Dataset entries:
========================================

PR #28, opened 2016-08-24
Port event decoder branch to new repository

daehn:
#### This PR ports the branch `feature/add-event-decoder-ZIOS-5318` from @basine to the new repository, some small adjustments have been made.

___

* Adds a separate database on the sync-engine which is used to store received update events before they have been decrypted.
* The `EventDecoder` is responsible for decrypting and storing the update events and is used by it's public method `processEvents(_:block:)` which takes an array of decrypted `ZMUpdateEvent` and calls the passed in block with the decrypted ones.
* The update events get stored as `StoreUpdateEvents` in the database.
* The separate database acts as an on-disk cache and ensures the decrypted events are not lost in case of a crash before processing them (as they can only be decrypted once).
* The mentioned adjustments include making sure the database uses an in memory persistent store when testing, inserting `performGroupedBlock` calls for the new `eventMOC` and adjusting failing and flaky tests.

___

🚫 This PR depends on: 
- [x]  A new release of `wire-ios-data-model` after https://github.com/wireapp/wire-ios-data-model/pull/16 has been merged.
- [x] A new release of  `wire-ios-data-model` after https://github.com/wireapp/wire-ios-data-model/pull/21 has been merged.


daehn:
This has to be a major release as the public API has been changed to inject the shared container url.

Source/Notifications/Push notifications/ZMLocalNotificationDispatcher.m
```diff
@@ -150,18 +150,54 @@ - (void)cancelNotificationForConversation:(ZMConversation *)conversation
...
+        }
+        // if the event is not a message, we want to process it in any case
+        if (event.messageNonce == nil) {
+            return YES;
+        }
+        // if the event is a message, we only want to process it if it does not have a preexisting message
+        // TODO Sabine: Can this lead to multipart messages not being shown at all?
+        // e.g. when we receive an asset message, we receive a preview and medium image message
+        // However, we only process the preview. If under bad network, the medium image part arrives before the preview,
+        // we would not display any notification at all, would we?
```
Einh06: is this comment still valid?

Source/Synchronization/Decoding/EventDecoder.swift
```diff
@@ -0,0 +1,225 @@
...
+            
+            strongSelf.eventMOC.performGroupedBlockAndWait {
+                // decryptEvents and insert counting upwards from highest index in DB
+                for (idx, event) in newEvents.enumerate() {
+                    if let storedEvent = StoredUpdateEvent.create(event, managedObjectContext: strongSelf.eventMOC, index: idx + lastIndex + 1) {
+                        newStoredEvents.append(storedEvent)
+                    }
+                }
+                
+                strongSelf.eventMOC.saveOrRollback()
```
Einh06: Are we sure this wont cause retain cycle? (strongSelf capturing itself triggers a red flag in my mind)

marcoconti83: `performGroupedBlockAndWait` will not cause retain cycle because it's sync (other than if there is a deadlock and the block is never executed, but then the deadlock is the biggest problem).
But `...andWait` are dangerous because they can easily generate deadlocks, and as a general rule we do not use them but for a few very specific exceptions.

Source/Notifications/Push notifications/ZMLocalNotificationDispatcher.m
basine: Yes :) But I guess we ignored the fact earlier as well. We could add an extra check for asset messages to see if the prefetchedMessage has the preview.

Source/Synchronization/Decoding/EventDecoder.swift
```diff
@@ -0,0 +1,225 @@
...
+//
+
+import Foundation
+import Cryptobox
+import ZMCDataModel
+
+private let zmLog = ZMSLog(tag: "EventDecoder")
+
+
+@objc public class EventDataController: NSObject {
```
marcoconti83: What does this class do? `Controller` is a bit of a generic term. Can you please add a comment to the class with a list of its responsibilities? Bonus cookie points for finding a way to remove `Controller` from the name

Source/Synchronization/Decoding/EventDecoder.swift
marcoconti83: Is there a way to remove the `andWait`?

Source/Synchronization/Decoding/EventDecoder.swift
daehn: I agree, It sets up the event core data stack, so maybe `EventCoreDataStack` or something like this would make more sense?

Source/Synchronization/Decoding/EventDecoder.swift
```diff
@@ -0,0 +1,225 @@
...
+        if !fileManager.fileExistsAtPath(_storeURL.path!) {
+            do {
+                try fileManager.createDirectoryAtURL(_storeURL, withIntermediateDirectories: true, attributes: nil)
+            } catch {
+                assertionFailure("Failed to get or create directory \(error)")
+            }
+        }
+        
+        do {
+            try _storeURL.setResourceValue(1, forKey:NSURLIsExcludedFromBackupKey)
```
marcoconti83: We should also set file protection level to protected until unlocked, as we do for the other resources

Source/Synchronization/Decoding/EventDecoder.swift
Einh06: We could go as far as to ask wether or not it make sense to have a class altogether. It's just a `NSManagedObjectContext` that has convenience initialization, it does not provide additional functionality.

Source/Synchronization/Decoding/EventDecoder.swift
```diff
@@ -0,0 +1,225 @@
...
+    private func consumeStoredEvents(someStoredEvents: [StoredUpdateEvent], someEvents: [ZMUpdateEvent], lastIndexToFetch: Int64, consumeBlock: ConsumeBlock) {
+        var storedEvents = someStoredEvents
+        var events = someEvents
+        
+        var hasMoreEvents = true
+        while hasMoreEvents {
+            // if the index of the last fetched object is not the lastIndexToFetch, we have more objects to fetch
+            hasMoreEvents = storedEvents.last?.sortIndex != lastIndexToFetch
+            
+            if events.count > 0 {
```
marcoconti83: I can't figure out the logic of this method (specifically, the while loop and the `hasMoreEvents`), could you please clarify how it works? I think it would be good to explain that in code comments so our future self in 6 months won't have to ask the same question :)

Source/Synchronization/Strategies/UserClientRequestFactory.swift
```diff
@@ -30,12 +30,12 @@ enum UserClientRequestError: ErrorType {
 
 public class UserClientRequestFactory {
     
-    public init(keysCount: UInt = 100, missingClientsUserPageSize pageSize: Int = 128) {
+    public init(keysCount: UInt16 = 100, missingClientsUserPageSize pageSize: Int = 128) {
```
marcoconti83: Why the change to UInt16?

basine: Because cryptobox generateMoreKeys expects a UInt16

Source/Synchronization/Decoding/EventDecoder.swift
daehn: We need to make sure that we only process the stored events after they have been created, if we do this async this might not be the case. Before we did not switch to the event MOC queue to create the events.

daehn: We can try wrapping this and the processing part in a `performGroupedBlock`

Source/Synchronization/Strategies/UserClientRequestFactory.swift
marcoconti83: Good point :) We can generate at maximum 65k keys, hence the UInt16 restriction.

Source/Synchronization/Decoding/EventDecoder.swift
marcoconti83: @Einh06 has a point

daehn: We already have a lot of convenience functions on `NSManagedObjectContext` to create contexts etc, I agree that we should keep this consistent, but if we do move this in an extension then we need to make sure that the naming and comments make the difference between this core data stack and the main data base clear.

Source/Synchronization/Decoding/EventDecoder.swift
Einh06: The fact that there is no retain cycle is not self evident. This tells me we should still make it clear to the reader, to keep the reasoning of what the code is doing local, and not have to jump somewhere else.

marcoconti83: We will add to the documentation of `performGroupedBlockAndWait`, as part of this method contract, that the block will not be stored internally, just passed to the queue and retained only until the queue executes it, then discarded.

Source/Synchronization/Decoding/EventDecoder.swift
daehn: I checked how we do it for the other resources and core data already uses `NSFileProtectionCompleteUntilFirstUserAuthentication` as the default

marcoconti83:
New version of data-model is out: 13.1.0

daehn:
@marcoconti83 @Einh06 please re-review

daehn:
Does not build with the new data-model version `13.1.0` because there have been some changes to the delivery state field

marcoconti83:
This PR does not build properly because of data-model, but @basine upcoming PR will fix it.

========================================

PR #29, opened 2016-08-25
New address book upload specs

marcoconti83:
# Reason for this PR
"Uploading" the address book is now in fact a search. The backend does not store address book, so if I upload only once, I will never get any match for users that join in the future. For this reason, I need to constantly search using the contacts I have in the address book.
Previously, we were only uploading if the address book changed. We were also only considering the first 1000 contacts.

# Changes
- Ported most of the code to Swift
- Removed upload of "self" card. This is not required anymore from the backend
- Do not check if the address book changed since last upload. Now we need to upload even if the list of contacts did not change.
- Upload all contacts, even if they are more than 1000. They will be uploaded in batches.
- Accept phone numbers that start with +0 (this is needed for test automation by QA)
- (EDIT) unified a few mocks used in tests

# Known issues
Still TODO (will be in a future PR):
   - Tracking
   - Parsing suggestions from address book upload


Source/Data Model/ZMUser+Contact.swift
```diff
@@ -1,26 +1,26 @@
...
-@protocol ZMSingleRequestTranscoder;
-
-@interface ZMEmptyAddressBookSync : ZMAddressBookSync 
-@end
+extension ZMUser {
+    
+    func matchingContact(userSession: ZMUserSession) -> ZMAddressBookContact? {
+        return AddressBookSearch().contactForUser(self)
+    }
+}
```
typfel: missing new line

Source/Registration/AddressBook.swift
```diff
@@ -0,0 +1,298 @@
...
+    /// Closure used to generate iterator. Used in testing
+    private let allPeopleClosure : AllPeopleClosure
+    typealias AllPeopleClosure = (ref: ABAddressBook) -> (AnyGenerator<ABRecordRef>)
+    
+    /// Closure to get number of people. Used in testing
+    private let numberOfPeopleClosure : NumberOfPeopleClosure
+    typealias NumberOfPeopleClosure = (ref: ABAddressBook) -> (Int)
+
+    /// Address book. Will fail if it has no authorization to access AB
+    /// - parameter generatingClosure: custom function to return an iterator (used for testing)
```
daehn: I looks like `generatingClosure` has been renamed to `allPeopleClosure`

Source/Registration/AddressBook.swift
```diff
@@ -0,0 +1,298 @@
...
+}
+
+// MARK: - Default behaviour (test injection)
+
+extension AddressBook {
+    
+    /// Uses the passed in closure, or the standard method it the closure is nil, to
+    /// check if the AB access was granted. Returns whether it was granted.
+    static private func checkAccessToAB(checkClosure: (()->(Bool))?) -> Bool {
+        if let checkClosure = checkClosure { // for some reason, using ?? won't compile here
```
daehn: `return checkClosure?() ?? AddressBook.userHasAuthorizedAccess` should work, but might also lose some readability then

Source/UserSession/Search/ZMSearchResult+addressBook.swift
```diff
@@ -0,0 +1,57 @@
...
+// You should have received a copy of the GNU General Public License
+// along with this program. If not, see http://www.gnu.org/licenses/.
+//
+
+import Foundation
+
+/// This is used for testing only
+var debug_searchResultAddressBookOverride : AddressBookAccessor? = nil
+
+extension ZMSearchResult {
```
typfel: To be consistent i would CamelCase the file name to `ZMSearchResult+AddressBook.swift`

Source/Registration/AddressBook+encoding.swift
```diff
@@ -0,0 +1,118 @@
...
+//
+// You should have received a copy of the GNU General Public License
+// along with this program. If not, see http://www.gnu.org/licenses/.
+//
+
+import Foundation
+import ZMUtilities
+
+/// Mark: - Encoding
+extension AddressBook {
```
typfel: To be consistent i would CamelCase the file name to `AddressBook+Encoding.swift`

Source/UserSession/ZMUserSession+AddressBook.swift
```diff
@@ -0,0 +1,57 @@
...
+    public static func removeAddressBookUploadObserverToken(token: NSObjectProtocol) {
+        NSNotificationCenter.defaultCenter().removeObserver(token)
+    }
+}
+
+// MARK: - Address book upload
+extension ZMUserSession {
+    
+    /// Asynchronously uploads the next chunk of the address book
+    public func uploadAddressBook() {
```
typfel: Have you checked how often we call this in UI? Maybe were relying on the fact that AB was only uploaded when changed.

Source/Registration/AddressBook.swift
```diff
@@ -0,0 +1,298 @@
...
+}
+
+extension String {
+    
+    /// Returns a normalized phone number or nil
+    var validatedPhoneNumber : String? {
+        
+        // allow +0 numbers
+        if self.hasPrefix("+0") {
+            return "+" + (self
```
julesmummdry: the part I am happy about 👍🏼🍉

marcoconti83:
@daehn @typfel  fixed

========================================

WHAT IS NEEDED:
Your response should contain each line of the entries above that holds the string "could".

RESPONSE TO THE EXERCISE:
basine: Yes :) But I guess we ignored the fact earlier as well. We could add an extra check for asset messages to see if the prefetchedMessage has the preview.
Einh06: We could go as far as to ask wether or not it make sense to have a class altogether. It's just a `NSManagedObjectContext` that has convenience initialization, it does not provide additional functionality.
marcoconti83: I can't figure out the logic of this method (specifically, the while loop and the `hasMoreEvents`), could you please clarify how it works? I think it would be good to explain that in code comments so our future self in 6 months won't have to ask the same question :)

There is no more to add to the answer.